TASK PROMPT - Keeping each line intact, print the whole listing.

DATA FOR PROCESSING -
PR #160, opened 2021-02-23
Fix `Stack.DoesNotExist` error when deleting learner state

mrtmm:
When deleting learner state, the `stack_name` value
gets wiped out. If we then try to update the stack (for example
via `keepalive`) we get `Stack.DoesNotExist` error. Check if
`stack_name` has a value before attempting to update and if not,
set it again.

### DIFF
--- a/hastexo/hastexo.py
+++ b/hastexo/hastexo.py
@@ -514,6 +514,12 @@ class HastexoXBlock(XBlock,
             # delete_age value in settings is in days, convert to seconds
             return settings.get("delete_age", 14) * 86400
 
+    def get_stack_name(self):
+        # Get the course id and anonymous user id, and derive the stack name
+        # from them
+        course_id, student_id = self.get_block_ids()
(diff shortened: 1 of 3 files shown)


hastexo/hastexo.py
```diff
@@ -678,6 +684,10 @@ def update_stack(self, data):
         in a transaction.
         """
         course_id, student_id = self.get_block_ids()
+        if not self.stack_name:
+            # Stack name can be occasionally end up being empty (after deleting
+            # learners state for example). If so, set it again.
+            self.stack_name = self.get_stack_name()
```
fghaas, line 690: Looks good. Can you think of a way to fix up a unit test so we get some coverage on this `if` block?

mrtmm: Sure, I'll check that now.

mrtmm: Added a test.

fghaas (approved):
Looks good to me now, thanks!

PR #163, opened 2021-03-17
Retry on Paramiko socket timeout

fghaas:
When we don't get an SSH connection from Paramiko immediately, we don't want to wait forever until we hit the task timeout. Instead, we define a shorter timeout, `ssh_connect_timeout`, defaulting to 10 seconds, and use that to set a socket timeout option with the Paramiko [`connect()`](http://docs.paramiko.org/en/stable/api/client.html#paramiko.client.SSHClient.connect) call.

If we fail to establish a connection within that time, we hit the [`socket.timeout`](https://docs.python.org/3/library/socket.html#socket.timeout) error, which we then catch in order to retry the connection.

### DIFF
--- a/.github/workflows/tox.yml
+++ b/.github/workflows/tox.yml
@@ -9,7 +9,9 @@ jobs:
     runs-on: ubuntu-latest
     strategy:
       matrix:
-        python-version: [3.6, 3.7, 3.8]
+        python-version:
+          - 3.5
+          - 3.8
 
     steps:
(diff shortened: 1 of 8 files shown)


mrtmm (approved):
Looks good to me.

fghaas:
@mrtmm Are you still good with this?

mrtmm:
Yes, looks good to me!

SOLUTION FOR THIS PROBLEM -
PR #160, opened 2021-02-23
Fix `Stack.DoesNotExist` error when deleting learner state

mrtmm:
When deleting learner state, the `stack_name` value
gets wiped out. If we then try to update the stack (for example
via `keepalive`) we get `Stack.DoesNotExist` error. Check if
`stack_name` has a value before attempting to update and if not,
set it again.

### DIFF
--- a/hastexo/hastexo.py
+++ b/hastexo/hastexo.py
@@ -514,6 +514,12 @@ class HastexoXBlock(XBlock,
             # delete_age value in settings is in days, convert to seconds
             return settings.get("delete_age", 14) * 86400
 
+    def get_stack_name(self):
+        # Get the course id and anonymous user id, and derive the stack name
+        # from them
+        course_id, student_id = self.get_block_ids()
(diff shortened: 1 of 3 files shown)


hastexo/hastexo.py
```diff
@@ -678,6 +684,10 @@ def update_stack(self, data):
         in a transaction.
         """
         course_id, student_id = self.get_block_ids()
+        if not self.stack_name:
+            # Stack name can be occasionally end up being empty (after deleting
+            # learners state for example). If so, set it again.
+            self.stack_name = self.get_stack_name()
```
fghaas, line 690: Looks good. Can you think of a way to fix up a unit test so we get some coverage on this `if` block?

mrtmm: Sure, I'll check that now.

mrtmm: Added a test.

fghaas (approved):
Looks good to me now, thanks!

PR #163, opened 2021-03-17
Retry on Paramiko socket timeout

fghaas:
When we don't get an SSH connection from Paramiko immediately, we don't want to wait forever until we hit the task timeout. Instead, we define a shorter timeout, `ssh_connect_timeout`, defaulting to 10 seconds, and use that to set a socket timeout option with the Paramiko [`connect()`](http://docs.paramiko.org/en/stable/api/client.html#paramiko.client.SSHClient.connect) call.

If we fail to establish a connection within that time, we hit the [`socket.timeout`](https://docs.python.org/3/library/socket.html#socket.timeout) error, which we then catch in order to retry the connection.

### DIFF
--- a/.github/workflows/tox.yml
+++ b/.github/workflows/tox.yml
@@ -9,7 +9,9 @@ jobs:
     runs-on: ubuntu-latest
     strategy:
       matrix:
-        python-version: [3.6, 3.7, 3.8]
+        python-version:
+          - 3.5
+          - 3.8
 
     steps:
(diff shortened: 1 of 8 files shown)


mrtmm (approved):
Looks good to me.

fghaas:
@mrtmm Are you still good with this?

mrtmm:
Yes, looks good to me!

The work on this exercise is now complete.